第8話 水沢純子

◆水沢純子


 好きになるなんて理由はいらない・・

 そう誰かが言った名言めいた言葉もある。

 けれど、僕が水沢純子に恋をしたのには理由はあった・・ような気がする。

 

 その容姿・・特に特徴はない。あるとすれば、ポニーテールくらいだ。

 けれどそれも、ある日突然、違う髪型になれば、彼女だと気づかないかもしれない。


 数えたことはないが、クラスの男子の内、10人は彼女のことが好きだと言っていたし、実際に告白して・・ふられた奴もいると聞いた。

 何故、水沢純子がモテるのか? よくわからない。


 可愛いのか? 綺麗なのか? 好みのタイプなのかさえもわからない。

 特に顔にこれといった特徴がない。目が大きいとか、鼻が高いとかもないし、派手すぎず地味でもない。

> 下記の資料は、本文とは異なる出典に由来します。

Issue #458, opened 2022-12-22
Refactor cloud provider code


yoheiueda:
Cloud API Adaptor supports multiple cloud providers, but the current implementation contains a lot of duplicated code among multiple providers.

We need to refactor cloud provider code to reduce such duplication as well as addressing the following issues.

### Modification of the duplicated code

If we need to implement a new feature in the duplicated code, we need to write the same code to all of the duplicated code.
Example: https://github.com/confidential-containers/cloud-api-adaptor/pull/381

### Build constrains

We currently rely on build constraints to select a specific cloud provider. We can enable only a single cloud provider in a single binary, and we cannot enable multiple cloud providers in a single binary, even though we need to specify a cloud provider name as a command line argument. This design prevents us to build a common binary that supports all cloud providers. 

https://github.com/confidential-containers/cloud-api-adaptor/blob/2c01e3445274dc250e92c1686e53fbf078d5f458/pkg/adaptor/hypervisor/registry/ibmcloud.go#L1-L13

### Unit tests in CI

Currently, unit tests are executed for all cloud providers. This is redundant, since the same tests are executed multiple times. We can execute unit tests using a single run if we can fix the build constraint problem.

https://github.com/confidential-containers/cloud-api-adaptor/blob/2c01e3445274dc250e92c1686e53fbf078d5f458/.github/workflows/build.yaml#L44

yoheiueda:
We first introduce a common package to refactor cloud provider code, and then refactor each cloud provider code one by one.

- [ ] Introduce common package for the shared code among multiple cloud providers
- [ ] Refactor ibmcloud provider
- [ ] Refactor aws provider
- [ ] Refactor azure provider
- [ ] Refactor vsphere provider
- [ ] Refactor libvirt provider
- [ ] Remove dead code
- [ ] Update CI to avoid redundant unit test execution

yoheiueda:
@bpradipt  refactoring ibmcloud code is done, and we need to refactor the other cloud providers one by one.

The new code layout is described here https://github.com/confidential-containers/cloud-api-adaptor/pull/329#issuecomment-1376843922.

The ibmcode code is https://github.com/confidential-containers/cloud-api-adaptor/pull/329/commits/c89daf702de4e342df8b9b52ec1c19fdec4d59ae for a reference.

knrt10:
I can work on the Azure part if it's okay @yoheiueda ?

bpradipt:
[...]

PR #654, opened 2023-03-01
makefile: Parameterize built-in cloud providers

### LINKED ISSUE #653: Makefile: Parameterize built-in cloud providers
Currently, build-in cloud providers are specified as `-tags` option in `GOFLAGS`.

https://github.com/confidential-containers/cloud-api-adaptor/blob/8f9cf9c3c95fd87106f67ceca87af1abd6030636/Makefile#L21

An explicit variable name `BUILTIN_CLOUD_PROVIDERS` is more comprehensive for users, and will also simplifies the Makefile rules related to `CGO_ENALED`.

yoheiueda:
This PR introduces the BUILTIN_CLOUD_PROVIDERS variable in Makefile to specify cloud providers that to be built into the cloud-api-adaptor binary.

This patch also refactors Makefile to simplify the rules to derive build tags and CGO_ENABLED.

Fixes #653

### DIFF
--- a/.github/workflows/build.yaml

 僕の後ろの速水沙織のように眼鏡をかけていたり、左の席の加藤ゆかりのようにスポーツ万能女子のオーラを放っていたり、というわけでもない。

 だが学業の成績はトップだ。

 教師に「この問題が正解だったのは水沢だけだ」と言われることがよくある。


 しかし、ただ学校の成績がいいからといって好きになったりはしない。そんな理由なら、いつも成績二位の速水沙織にも恋をしてしまうことになる。

 

 それに、加藤ゆかりほどまではいかないが、スポーツもそれなりにできる。

 美術や、音楽の点も高いと聞く。

 つまり、水沢純子には目立つような大きな欠点がない。

 

 いったい僕は水沢純子の何を見ているのだろう?


 幽霊っぽい・・

 水沢純子はそんな透明な存在だった。(僕のような透明人間ではないことは確かだ)

 彼女を頭の中に浮かべると、

 なぜか、彼女と手をつなぎたくなる。

手をつないで、草原を駆けたくなる。

 映画や遊園地に行ったりするのではなく、そんな自然と戯れる遊びをしてみたくなる。

 

 けれど、そんなことができない僕は、

 ひたすら夢想するしかない。


 全く、僕が妹のような大らかな?性格なら、すぐに告白して・・僕の場合はあっけなくふられて、またいつもの受験勉強に精をだせるのに。


 いつまでも告白しないでいると、思いは募る一方だ。

 思いだけが先走りをして、実像を追い越してしまいそうだ。


 水沢純子には誰か、好きな人がいるのだろうか? 

 もしくは誰かとつき合っていたりするのだろうか?

 知りたい。

 それは、今の僕の体を透明化できる僕の能力があれば知ることができるのだろうか?